Age | Commit message (Collapse) | Author | Lines |
|
I needed to take these steps in a few occasions on a project I am building
over this pipeline. This will commonly happen when a team starts using this
pipeline, so it was added to make things easier.
|
|
To be more generic and recognizable, the `README-pipeline.md' script was
renamed to `README-hacking.md'. In essence, it is just that: to hack the
existing pipeline for your own project. We follow a similar naming
convention in many GNU software.
|
|
Two corrections were made in the Git hooks of Metastore.

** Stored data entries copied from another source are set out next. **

PR #1291, opened 2020-10-28
Implement a script execution engine

### LINKED ISSUE #237: Basic script execution engine
We need to come up with a set of primitives for our script execution that will satisfy the needs of Flash.
Obviously, that means we need to come up with a list of primitives required for Flash to work.

Related (sub) issues:
- #243 
- #242
- #245

In the future, we might want to split this issue into smaller, more granular tasks once the initial research is completed.

AndrejMitrovic:
I've loosely based it on the Bitcoin execution engine, adding code attribution for any borrowed code.

Unlike Bitcoin, we do not have to support historic opcodes such as `P2SH` (see [isPayToScriptHash](https://github.com/bitcoin/bitcoin/blob/55b1ffcd259cc64139dad646a52fab5c597c95c2/src/script/script.cpp#L201-L208)), but may instead replace it with something smaller by introducing a locking script tag.

Missing features:
- Time locks (todo later)
- SIGHASH support (needed for Eltoo as well as advanced scripting)
- Integer arithmetic. We may want to add OP_ADD, etc, however inadvertently this brings in platform-specific behavior and needs lots of care. E.g. signed vs unsigned.
- Integration into Agora

There will be more work put into this, but I'll likely do it in another branch.

Part of: #237

### DIFF
--- a/source/agora/script/Engine.d
+++ b/source/agora/script/Engine.d
@@ -1,0 +1,1404 @@
+/*******************************************************************************
+
+    Contains the script execution engine.
+
+    Note that Bitcoin-style P2SH scripts are not detected,
+    instead one should use LockType.Redeem in the Lock script tag.
+
+    Things not currently implemented:
+        - opcode weight calculation
+        - opcode total cost limit
+
+    Copyright:
+        Copyright (c) 2020 BOS Platform Foundation Korea
+        All rights reserved.
+
+    License:
+        MIT License. See LICENSE for details.
+
+*******************************************************************************/
+
+module agora.script.Engine;
+
+import agora.common.crypto.ECC;
+import Schnorr = agora.common.crypto.Schnorr;
+import agora.common.Hash;
+import agora.consensus.data.Transaction;
+import agora.script.Lock;
+import agora.script.Opcodes;
+import agora.script.ScopeCondition;
+import agora.script.Script;
+import agora.script.Stack;
+
+import std.bitmanip;
+import std.conv;
+import std.range;
+import std.traits;
+
+version (unittest)
+{
+    import agora.common.crypto.ECC;
+    import agora.common.crypto.Schnorr;
+    import agora.common.Hash;
+    import agora.utils.Test;
+    import ocean.core.Test;
+    import std.stdio : writefln, writeln;  // avoid importing LockType
+}
+
+/// Ditto
+public class Engine
+{
+    /// Opcodes cannot be pushed on the stack. We use a byte array as a marker.
+    /// Conditional opcodes require the top item on the stack to be one of these
+    private static immutable ubyte[1] TrueValue = [OP.TRUE];
+    /// Ditto
+    private static immutable ubyte[1] FalseValue = [OP.FALSE];
+
+    /// Maximum total stack size
+    private immutable ulong StackMaxTotalSize;
+
+    /// Maximum size of an item on the stack
+    private immutable ulong StackMaxItemSize;
+
+    /***************************************************************************
+
+        Initializes the script execution engine with the configured consensus
+        limits.
+
+        Params:
+            StackMaxTotalSize = the maximum allowed stack size before a
+                stack overflow, which would cause the script execution to fail.
+                the script execution fails.
+            StackMaxItemSize = maximum allowed size for a single item on
+                the stack. If exceeded, script execution will fail during the
+                syntactical validation of the script.
+
+    ***************************************************************************/
+
+    public this (ulong StackMaxTotalSize, ulong StackMaxItemSize)
+    {
+        assert(StackMaxItemSize > 0 && StackMaxTotalSize >= StackMaxItemSize);
+        this.StackMaxTotalSize = StackMaxTotalSize;
+        this.StackMaxItemSize = StackMaxItemSize;
+    }
+
+    /***************************************************************************
+
+        Main dispatch execution routine.
+
+        The lock type will be examined, and based on its type execution will
+        proceed to either simple script-less payments, or script-based payments.
+
+        Params:
+            lock = the lock
+            unlock = may contain a `signature`, `signature, key`,
+                     or `script` which only contains stack push opcodes
+            tx = the spending transaction
+            input = the input which contained the unlock
+
+        Returns:
+            null if there were no errors,
+            or a string explaining the reason execution failed
+
+    ***************************************************************************/
+
+    public string execute (in Lock lock, in Unlock unlock, in Transaction tx,
+        in Input input) nothrow @safe
+    {
+        if (lock.bytes.length == 0)
+            return "Lock cannot be empty";
+
+        final switch (lock.type)
+        {
+        case LockType.Key:
+        case LockType.KeyHash:
+            if (auto error = this.handleBasicPayment(lock, unlock, tx))
+                return error;
+            break;
+
+        case LockType.Script:
+            if (auto error = this.executeBasicScripts(lock, unlock, tx, input))
+                return error;
+            break;
+
+        case LockType.Redeem:
+            if (auto error = this.executeRedeemScripts(lock, unlock, tx, input))
+                return error;
+            break;
+        }
+
+        return null;
+    }
+
+    /***************************************************************************
+
+        Handle stack-less and script-less basic payments.
+
+        If the lock is a `Lock.Key` type, the unlock must only
+        contain a `signature`.
+        If the lock is a `Lock.KeyHash` type, the unlock must contain a
+        `signature, key` tuple.
+
+        Params:
+            lock = must contain a `pubkey` or a `hash`
+            unlock = must contain a `signature` or `signature, key` tuple
+            tx = the spending transaction
+
+        Returns:
+            null if there were no errors,
+            or a string explaining the reason execution failed
+
+    ***************************************************************************/
+
+    private string handleBasicPayment (in Lock lock, in Unlock unlock,
+        in Transaction tx) nothrow @safe
+    {
+        // assumed sizes
+        static assert(Point.sizeof == 32);
+        static assert(Hash.sizeof == 64);
+
+        switch (lock.type)
+        {
+        case LockType.Key:
+            if (lock.bytes.length != Point.sizeof)
+                return "LockType.Key requires 32-byte key argument in the lock script";
+            const Point key = Point(lock.bytes);
+            if (!key.isValid())
+                return "LockType.Key 32-byte public key in lock script is invalid";
+
+            if (unlock.bytes.length != Signature.sizeof)
+                return "LockType.Key requires a 64-byte signature in the unlock script";
+            const sig = Signature(unlock.bytes);
+            if (!Schnorr.verify(key, sig, tx))
+                return "LockType.Key signature in unlock script failed validation";
+
+            break;
+
+        case LockType.KeyHash:
+            if (lock.bytes.length != Hash.sizeof)
+                return "LockType.KeyHash requires a 64-byte key hash argument in the lock script";
+            const Hash key_hash = Hash(lock.bytes);
+
+            const(ubyte)[] bytes = unlock.bytes;
+            if (bytes.length != Signature.sizeof + Point.sizeof)
+                return "LockType.KeyHash requires a 64-byte signature "
+                     ~ "and a 32-byte key in the unlock script";
+            const sig = Signature(bytes[0 .. Signature.sizeof]);
+            bytes.popFrontN(Signature.sizeof);
+
+            const Point key = Point(bytes);
+            if (!key.isValid())
+                return "LockType.KeyHash public key in unlock script is invalid";
+
+            if (hashFull(key) != key_hash)
+                return "LockType.KeyHash hash of key does not match key hash set in lock script";
+
+            if (!Schnorr.verify(key, sig, tx))
+                return "LockType.KeyHash signature in unlock script failed validation";
+
+            break;
+
+        default:
+            assert(0);
+        }
+
+        return null;
+    }
+
+    /***************************************************************************
+
+        Execute a `LockType.Script` type of lock script with the associated
+        unlock script.
+
+        The unlock script may only contain stack pushes.
+        The unlock script is ran, producing a stack.
+        Thereafter, the lock script will run with the stack of the
+        unlock script.
+
+        For security reasons, the two scripts are not concatenated together
+        before execution. You may read more about it here:
+        https://bitcoin.stackexchange.com/q/80258/93682
+
+        Params:
+            lock = the lock script
+            unlock = the unlock script
+            tx = the spending transaction
+            input = the input which contained the unlock
+
+        Returns:
+            null if there were no errors,
+            or a string explaining the reason execution failed
+
+    ***************************************************************************/
+
+    private string executeBasicScripts (in Lock lock,
+        in Unlock unlock, in Transaction tx, in Input input) nothrow @safe
+    {
+        assert(lock.type == LockType.Script);
+
+        Script unlock_script;
+        if (auto error = validateScript(ScriptType.Unlock, unlock.bytes,
+            this.StackMaxItemSize, unlock_script))
+            return error;
+
+        Script lock_script;
+        if (auto error = validateScript(ScriptType.Lock, lock.bytes,
+            this.StackMaxItemSize, lock_script))
+            return error;
+
+        Stack stack = Stack(this.StackMaxTotalSize, this.StackMaxItemSize);
+        if (auto error = this.executeScript(unlock_script, stack, tx, input))
+            return error;
+
+        if (auto error = this.executeScript(lock_script, stack, tx, input))
+            return error;
+
+        if (this.hasScriptFailed(stack))
+            return "Script failed";
+
+        return null;
+    }
+
+    /***************************************************************************
+
+        Execute a `LockType.Redeem` type of lock script with the associated
+        lock script.
+
+        The 64-byte hash of the redeem script is read from `lock_bytes`,
+        `unlock_bytes` is evaluated as a set of pushes to the stack where
+        the last push is the redeem script. The redeem script is popped from the
+        stack, hashed, and compared to the previously extracted hash from the
+        lock script. If the hashes match, the redeem script is evaluated with
+        any leftover stack items of the unlock script.
+
+        Params:
+            lock = must contain a 64-byte hash of the redeem script
+            unlock = must contain only stack push opcodes, where the last
+                     push is the redeem script itself
+            tx = the associated spending transaction
+            input = the input which contained the unlock
+
+        Returns:
+            null if there were no errors,
+            or a string explaining the reason execution failed
+
+    ***************************************************************************/
+
+    private string executeRedeemScripts (in Lock lock, in Unlock unlock,
+        in Transaction tx, in Input input) nothrow @safe
+    {
+        assert(lock.type == LockType.Redeem);
+
+        if (lock.bytes.length != Hash.sizeof)
+            return "LockType.Redeem requires 64-byte script hash in the lock script";
+        const Hash script_hash = Hash(lock.bytes);
+
+        Script unlock_script;
+        if (auto error = validateScript(ScriptType.Unlock, unlock.bytes,
+            this.StackMaxItemSize, unlock_script))
+            return error;
+
+        Stack stack = Stack(this.StackMaxTotalSize, this.StackMaxItemSize);
+        if (auto error = this.executeScript(unlock_script, stack, tx, input))
+            return error;
+
+        if (stack.empty())
+            return "LockType.Redeem requires unlock script to push a redeem script to the stack";
+
+        const redeem_bytes = stack.pop();
+        if (hashFull(redeem_bytes) != script_hash)
+            return "LockType.Redeem unlock script pushed a redeem script "
+                 ~ "which does not match the redeem hash in the lock script";
+
+        Script redeem;
+        if (auto error = validateScript(ScriptType.Redeem, redeem_bytes,
+            this.StackMaxItemSize, redeem))
+            return error;
+
+        if (auto error = this.executeScript(redeem, stack, tx, input))
+            return error;
+
+        if (this.hasScriptFailed(stack))
+            return "Script failed";
+
+        return null;
+    }
+
+    /***************************************************************************
+
+        Execute the script with the given stack and the associated spending
+        transaction. This routine may be called for all types of scripts,
+        lock, unlock, and redeem scripts.
+
+        An empty script will not fail execution. It's up to the calling code
+        to differentiate when this is an allowed condition.
+
+        Params:
+            script = the script to execute
+            stack = the stack to use for the script. May be non-empty.
+            tx = the associated spending transaction
+            input = the input which contained the unlock
+
+        Returns:
+            null if there were no errors,
+            or a string explaining the reason execution failed
+
+    ***************************************************************************/
+
+    private string executeScript (in Script script, ref Stack stack,
+        in Transaction tx, in Input input) nothrow @safe
+    {
+        // tracks executable condition of scopes for use with IF / ELSE / etc
+        ScopeCondition sc;
+        const(ubyte)[] bytes = script[];
+        while (!bytes.empty())
+        {
+            OP opcode;
+            if (!bytes.front.toOPCode(opcode))
+                assert(0, "Script should have been syntactically validated");
+            bytes.popFront();
+
+            if (opcode.isConditional())
+            {
+                if (auto error = this.handleConditional(opcode, stack, sc))
+                    return error;
+                continue;
+            }
+
+            // must consume payload even if the scope is currently false
+            const(ubyte)[] payload;
+            switch (opcode)
+            {
+            case OP.PUSH_DATA_1:
+                if (auto reason = this.readPayload!(OP.PUSH_DATA_1)(
+                    bytes, payload))
+                    return reason;
+                break;
+
+            case OP.PUSH_DATA_2:
+                if (auto reason = this.readPayload!(OP.PUSH_DATA_2)(
+                    bytes, payload))
+                    return reason;
+                break;
+
+            case 1: .. case OP.PUSH_BYTES_75:
+                const payload_size = opcode;  // encoded in the opcode
+                if (bytes.length < payload_size)
+                    assert(0);  // should have been validated
+
+                payload = bytes[0 .. payload_size];
+                bytes.popFrontN(payload.length);
+                break;
+
+            default:
+                assert(!opcode.isPayload());  // missing cases
+                break;
+            }
+
+            // whether the current scope is executable
+            // (all preceeding outer conditionals were true)
+            if (!sc.isTrue())
+                continue;
+
+            switch (opcode)
+            {
+            case OP.TRUE:
+                if (!stack.canPush(TrueValue))
+                    return "Stack overflow while pushing TRUE to the stack";
+                stack.push(TrueValue);
+                break;
+
+            case OP.FALSE:
+                if (!stack.canPush(FalseValue))
+                    return "Stack overflow while pushing FALSE to the stack";
+                stack.push(FalseValue);
+                break;
+
+            case OP.PUSH_DATA_1:
+                if (!stack.canPush(payload))
+                    return "Stack overflow while executing PUSH_DATA_1";
+                stack.push(payload);
+                break;
+
+            case OP.PUSH_DATA_2:
+                if (!stack.canPush(payload))
+                    return "Stack overflow while executing PUSH_DATA_2";
+                stack.push(payload);
+                break;
+
+            case 1: .. case OP.PUSH_BYTES_75:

1) The shebang at the start of the scripts now uses the absolute adress of
our installed bash, not the relative `.local/bin/bash'. Note that it is
possible to use Git within subdirectories and in that scenario, the
`.local' will fail.
2) The `$$user' section was removed from the command to find the user's
group. With the user as an argument, `groups' may print the user's name
first, then their list of groups. When this happens, the script would
be just repeating the user's name. But the raw `groups' command will
list the groups of the running user.
|
|
Until now, the check to see if the patchelf program should be used or not
(for GNU/Linux vs. Mac installations) was mistakenly added over the step
that we define the `sh' symbolic link, not over the call to patchelf. This
is corrected with this commit.
|
|
In this version, too many extra notices (just regarding a change from
branch to branch) are not printed with `-q'. Instead only a one line
statement is printed that it is saved or applied.
|
|
Until we see what happens with the pull request of our suggested features
in metastore, its version isn't written directly into the executable, so we
won't actually check it, but write the version directly into the paper.
|
|
After testing the built of Metastore on a server, I noticed that because
its `/etc/passwd' doesn't have the list of users, the `getpwuid' call
within metastore failed and wouldn't let it finish.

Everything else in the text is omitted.